The problem’s been happening about a week, and after multiple restarts, so whatever’s supposed to be self-healing, isn’t in my case.
I saw this in one of my clusters too… it’s just a noise atm
I didn’t wait long enough. I restarted both pods and they went instantly OK
Happened with me on clean install of karpenter v0.20.0 that has been deployed using v4.18.1 of https://github.com/aws-ia/terraform-aws-eks-blueprints/releases/tag/v4.18.1 This repo has "examples/karpenter` that can be used to create a new eks cluster with karpenter.
These logs are from two pods. Note that errors are only in logs of one pod. Other pod’s logs don’t have these errors. Secondly, these errors were only seen on 2022-12-16 (When I created fresh cluster with karpenter). I am not noticing these errors now.

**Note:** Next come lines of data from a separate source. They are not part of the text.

PR #126, opened 2023-03-24
Nyc open data

Hgersten-hash:
This pr adds a Django command to pull data from NYC Open Data and store it in the NYCharities model. The data set can be found here: [dataset](https://data.cityofnewyork.us/Social-Services/2019-Volunteers-Count-Report-Boroughs/yunp-vs8g)
There are also tests for the command in the tests folder


voluncheer/map/tests/test_nyc_data_com.py
```diff
@@ -0,0 +1,51 @@
...
+                "organization_type": "Community",
+                "street_address_mailing_address": "456 Test Street",
+                "city": "New York",
+                "state": "NY",
+            },
+        ]
+
+    @patch("map.management.commands.pull_nyc_charities.requests.get")
+    def test_command(self, mock_get):
+        mock_get.return_value.json.return_value = self.test_data
```
JinweiZhu, line 41: Where are you going to use mock_get?

JinweiZhu: What function is callign test_command and passing in a mock_get?

voluncheer/map/management/commands/pull_nyc_charities.py
```diff
@@ -0,0 +1,39 @@
...
+    def handle(self, *args, **options):
+        url = "https://data.cityofnewyork.us/resource/yunp-vs8g.json"
+
+        response = requests.get(url)
+
+        if response.status_code != 200:
+            raise CommandError("Could not pull data from NYC Open Data")
+
+        # Clear NYCharities table before inserting new data
+        NYCharities.objects.all().delete()
```
joeleu, line 22: Deleting all of the existing entries may not be supportable when using more durable storage. Since it will essentially change the primary key out from under us, if that key is referenced anywhere else that link will break. We should support updating existing entries and creating new ones. As far as removing old ones we can probably ignore that for now.

WDYT?

voluncheer/map/models.py
```diff
@@ -1,3 +1,18 @@
-# from django.db import models
+from django.db import models
+
 
 # Create your models here.
+class NYCharities(models.Model):
+    class Meta:
+        verbose_name_plural = "NYCharities"
```
joeleu, line 7: Are these all across NY or just in NYC? If the latter do you think we should have two "C"s in the name? NYCCharities?

voluncheer/map/models.py
```diff
@@ -1,3 +1,18 @@
...
+
+    name = models.CharField(max_length=255)
+    street = models.CharField(max_length=255)
+    city = models.CharField(max_length=255)
+    state = models.CharField(max_length=2)
+    type = models.CharField(max_length=255)
+    latitude = models.FloatField(default=0.0)
```
joeleu, line 14: WDYT about using the models.PointField for the latitude and longitude? The GeoDjango model API might be useful here.

https://docs.djangoproject.com/en/4.1/ref/contrib/gis/model-api/

voluncheer/map/tests/test_nyc_data_com.py
```diff
@@ -0,0 +1,51 @@
...
+            {
+                "organization_city_agency": "Test Charity 3",
+                "organization_type": "Community",
+                "street_address_mailing_address": "456 Test Street",
+                "city": "New York",
+                "state": "NY",
+            },
+        ]
+
+    @patch("map.management.commands.pull_nyc_charities.requests.get")
```
joeleu, line 39: Please prefer using the `mock.patch.object` method instead: https://docs.python.org/3/library/unittest.mock.html#patch-object

Using `patch` directly makes static dependency analysis impossible.

joeleu (changes requested):
We will need to coordinate how to populate this information in the AWS environments but we can do that in a follow up PR. Nice work.

voluncheer/map/management/commands/pull_nyc_charities.py
Hgersten-hash: Makes sense! I will change it to update existing entries and create new ones.

voluncheer/map/models.py
Hgersten-hash: Visually, I like the one C better, but if we are being very specific I can change the name.

voluncheer/map/management/commands/pull_nyc_charities.py
joeleu: Great, let me know when that's done and I can re-review.

voluncheer/map/models.py
joeleu: Nah, that's fine. Just wanted to make sure we were thinking about it.

voluncheer/map/models.py
dbleek: When working on the opportunity model, my initial research gave me the impression that GeoDjango was more than is necessary for our app, but I can't really point at any reason why. 

If we are only using the the longitude and latitude to plot a point on a map, it may be simpler to just use separate float or decimal fields for lon and lat as you have already. This would at the very least save us from importing GeoDjango models in addition to vanilla django.db models.

dbleek (approved):
Looks good to me, not much to add to what's been said.

voluncheer/map/models.py
dbleek: Btw I landed on using decimal fields for lon and lat based on this: https://stackoverflow.com/questions/30706799/which-model-field-to-use-in-django-to-store-longitude-and-latitude-values

The main takeaway seems to be that float, decimal and point are all viable options.

joeleu: Ack, thanks for the explanation Doug. I just wanted to be sure we were considering all the options. Decimal seems like the best option. Float is always a bit scary to me given its inherent inaccuracy.

voluncheer/map/management/commands/pull_nyc_charities.py
Hgersten-hash: Done! Now it doesn't delete the objects, but it uses the update_or_create method to find a charity with the provided info, and updates the defaults if found. I had to add a bin_num attribute because it was unique for each entry in the data set. This way, if a charity changes its location, we can update the new address and show this on the map.

voluncheer/map/models.py
Hgersten-hash: I saw that too @dbleek! Thanks for sending the link. I didn't think the GeoDjango was necessary since we are using Google Maps

voluncheer/map/tests/test_nyc_data_com.py
Hgersten-hash: Fixed. It now uses the patch.object.

voluncheer/db.sqlite3
JinweiZhu, line 1: Don't commit db sqlite3 now.

voluncheer/map/models.py
```diff
@@ -1,3 +1,19 @@
...
+class NYCharities(models.Model):
+    class Meta:
+        verbose_name_plural = "NYCharities"
+
+    name = models.CharField(max_length=255)
+    street = models.CharField(max_length=255)
+    city = models.CharField(max_length=255)
+    state = models.CharField(max_length=2)
+    type = models.CharField(max_length=255)
+    bin_num = models.PositiveBigIntegerField(default=0)
```
joeleu, line 14: I'm not sure I understand what the `bin_num` provides us that the ID of the object does not. Can you clarify it a bit? Also, what does the name mean?

joeleu (changes requested):

voluncheer/map/models.py
Hgersten-hash: There is a field in the data named bin; there isn't a description for it, but I think it is like a bank number. There is no ID number for the NYCharities data set - that's why I am using the combination of the organization name, organization type, and bin number as a way to check if a record in the data set already exists in our NYCharities model. If it does, then we can update the address if there are any changes.

voluncheer/db.sqlite3
Hgersten-hash: How can I remove the db sqlite from a commit?

voluncheer/map/models.py
Hgersten-hash: My concern here was that the address for an nycharity object would be updated if necessary since this is important for our map.

voluncheer/db.sqlite3
JinweiZhu: git rm -cached db.sqlite3

voluncheer/map/models.py
joeleu: I see. Can you provide a comment just above the `bim_num = ...` line explaining what it is then? When a field can't be easily identified (without prior knowledge) just by looking at the code, that's when comments come in handy. Better yet, if you can provide a link or reference to the source that would be ideal.

Hgersten-hash: By link/ reference do you mean a reference to the data set?

Hgersten-hash: I added the comments and the link to the data set.

Hgersten-hash: Let me know if it's what you had in mind

Hgersten-hash: I definitely committed it last night... and it shows the new comments on my branch. I'll commit again

PR #128, opened 2023-03-26
Profile url cleanup

dbleek:
Similar to my last attempt, but up-to-date with the current develop branch. This PR:

- Cleans up the project root urls.py by moving out urls specific to the profiles app to the correct namespace 
- Removes unnecessary regex anchors from profiles.urls.py
- Fixes time-zone warnings in opportunityboard tests


JinweiZhu (approved):
LGTM

voluncheer/voluncheer/urls.py
```diff
@@ -18,32 +18,16 @@
...
-    path(
-        "accounts/signup/volunteer/",
-        VolunteerSignUpView.as_view(),
-        name="volunteer_signup",
-    ),
-    # Unimplemented urls.
-    # path("chat/", include("chatroom.urls")),
-    path("opportunityboard/", include("opportunityboard.urls")),
+    path("admin/", admin.site.urls),
+    path("__debug__/", include("debug_toolbar.urls")),
```
joeleu, line 28: I think you'll want to only include this when `settings.DEBUG` is true. If not, what happens when `settings.DEBUG` is false and someone visits this url?

dbleek: So, if `settings.DEBUG` is false, `debug_toolbar ` is not added to installed apps. So if someone enters that url, it doesn't find anything because `debug_toolbar.urls `doesn't exist. So we get a standard 404 error.

Interestingly, we get a 404 for this url as well if debug mode is on, so this url must just be something the toolbar needs to render as opposed to an actual page.

joeleu: Hmm, that's interesting. Thanks for figuring it out. I assume we would still only want to include it when `settings.DEBUG` is true though. We don't know what we are risking by including the URL in a non-debug environment.

voluncheer/profiles/urls.py
```diff
@@ -1,14 +1,27 @@
...
 from profiles.views.home import home
+from profiles.views.organizations import OrganizationSignUpView
 from profiles.views.profile import ProfileView
 from profiles.views.profile import profile_update
+from profiles.views.volunteers import VolunteerSignUpView
 
 urlpatterns = [
     path("", home, name="home"),
-    re_path(r"^profile/$", ProfileView.as_view(), name="profile"),
-    re_path(r"^profile/update/$", profile_update, name="profile_update"),
```
EdenWuyifan, line 12: I added that because there's a domain issue when I update profile infos. Can you try testing our functions and see if they go well?

EdenWuyifan (changes requested):

voluncheer/profiles/urls.py
dbleek: I tested both volunteer and organization updating and both worked well.

My understanding of `^profile/$` is that it would match any strings that both start and end with "profile/", so wouldn't that just be "profile/"? Or "profile/profile/profile/"?

voluncheer/voluncheer/urls.py
dbleek: Sounds good, I made the requested change in urls.py

voluncheer/profiles/urls.py
joeleu: The `^profile/$` regular expression basically says the the path must be exactly `profile/`, one a single occurrence of the content. That said, I would not expect the regular expression to be needed here.

PR #130, opened 2023-03-26
Automate categories database

JinweiZhu:
Hi Joe, so I saved Doug's category data as a json file in opportunityboard/fixtures/category_data.json. The ./manage.py loaddata command would populate this data in the database right after migration. This would take care of local and CI. But I am not sure if AWS automatically do the same. Are we not running migrations on AWS? If so, how are we going to upload the json script data into the RDS? I don't currently have the permission to play around with the AWS RDS UI.


.github/actions/prepare/action.yml
```diff
@@ -23,3 +23,4 @@ runs:
       run: |
         python manage.py makemigrations
         python manage.py migrate
+        python manage.py loaddata opportunityboard/fixtures/category_data.json
```
joeleu, line 26: It's not clear to me why we need to inject this data during CI. Tests should be self contained and therefore they should add any data they rely on being in the database at test execution time.

voluncheer/opportunityboard/fixtures/category_data.json
```diff
@@ -0,0 +1,309 @@
+[
+    {
+      "model":"opportunityboard.category",
+      "pk":1,
```
joeleu, line 4: I would expect the PK to be generated when data is added to the database, not something we should synthetically create. Can you explain your thinking around including it here?

voluncheer/opportunityboard/fixtures/category_data.json
```diff
@@ -0,0 +1,309 @@
...
+      }
+    },
+    {
+      "model": "opportunityboard.subsubcategory",
+      "pk": 19,
+      "fields": {
+        "name": "Schools",
+        "parent_id": 6
+        }
+        },
```
joeleu, line 256: The format of this file went a bit awry here, please keep consistent.

voluncheer/opportunityboard/fixtures/category_data.json
```diff
@@ -0,0 +1,309 @@
...
+        {
+        "model": "opportunityboard.subsubcategory",
+        "pk": 25,
+        "fields": {
+        "name": "Soup Kitchen",
+        "parent_id": 7
+        }
+        }
+
```
joeleu, line 305: Couple of extra newlines here that aren't necessary.

voluncheer/opportunityboard/migrations/0003_alter_opportunity_photo.py
joeleu, line 1: Should we be deleting migrations files? What does doing so imply?

voluncheer/profiles/migrations/0002_auto_20230325_2115.py
joeleu, line 1: Same question as above regarding deleting migrations files.

voluncheer/profiles/urls.py
```diff
@@ -1,14 +1,27 @@
...
+from profiles.views.organizations import OrganizationSignUpView
 from profiles.views.profile import ProfileView
 from profiles.views.profile import profile_update
+from profiles.views.volunteers import VolunteerSignUpView
 
 urlpatterns = [
     path("", home, name="home"),
-    re_path(r"^profile/$", ProfileView.as_view(), name="profile"),
-    re_path(r"^profile/update/$", profile_update, name="profile_update"),
+    path("profile/", ProfileView.as_view(), name="profile"),
```
joeleu, line 13: These are changes already staged in Doug's PR.

voluncheer/voluncheer/urls.py
```diff
@@ -18,32 +18,16 @@
...
-    ),
-    path(
-        "accounts/signup/volunteer/",
-        VolunteerSignUpView.as_view(),
-        name="volunteer_signup",
-    ),
-    # Unimplemented urls.
-    # path("chat/", include("chatroom.urls")),
-    path("opportunityboard/", include("opportunityboard.urls")),
+    path("admin/", admin.site.urls),
```
joeleu, line 27: Same here. These are already staged in another PR.

joeleu (changes requested):

voluncheer/opportunityboard/fixtures/category_data.json
JinweiZhu: I just copied Doug's hardcoded categories and convert them into json file. I guess it is not necessary but it does make it more human readable.

voluncheer/opportunityboard/migrations/0003_alter_opportunity_photo.py
JinweiZhu: Sometimes, there are irresolvable migration conflicts due to git, and the easiest solution is to just remove them.

.github/actions/prepare/action.yml
JinweiZhu: This is not exactly testing. This is let Django load some important hard-coded categories into the database so users can actually see them in the UI.

voluncheer/opportunityboard/fixtures/category_data.json
joeleu: My point is those values may already exist in a database you are going to attempt to write them to. It isn't safe to assume those values are not already used.

.github/actions/prepare/action.yml
joeleu: Right and the database being used during the GitHub actions workflows is _only_ for testing, thus these are not required.

voluncheer/opportunityboard/migrations/0003_alter_opportunity_photo.py
joeleu: How does that affect a non-sqlite database? How can we be sure it won't affect our production databases?

voluncheer/opportunityboard/fixtures/category_data.json
JinweiZhu: Removed.

voluncheer/opportunityboard/migrations/0003_alter_opportunity_photo.py
JinweiZhu: Okay added back history in new PR>

voluncheer/profiles/urls.py
JinweiZhu: This is not in new PR.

This comment is copied from my message at https://kubernetes.slack.com/archives/C02SFFZSA2K/p1671437472589809
Did the controller not work after these errors? They should just be transient errors that self heal, since both controllers are trying to reconcile the same webhook.
upgraded from v0.20 to v0.21 and enabled
DriftEnabled
. got this errorrestarting both pods seems to fix it
Reopening this as the issue is still here and lies with knative.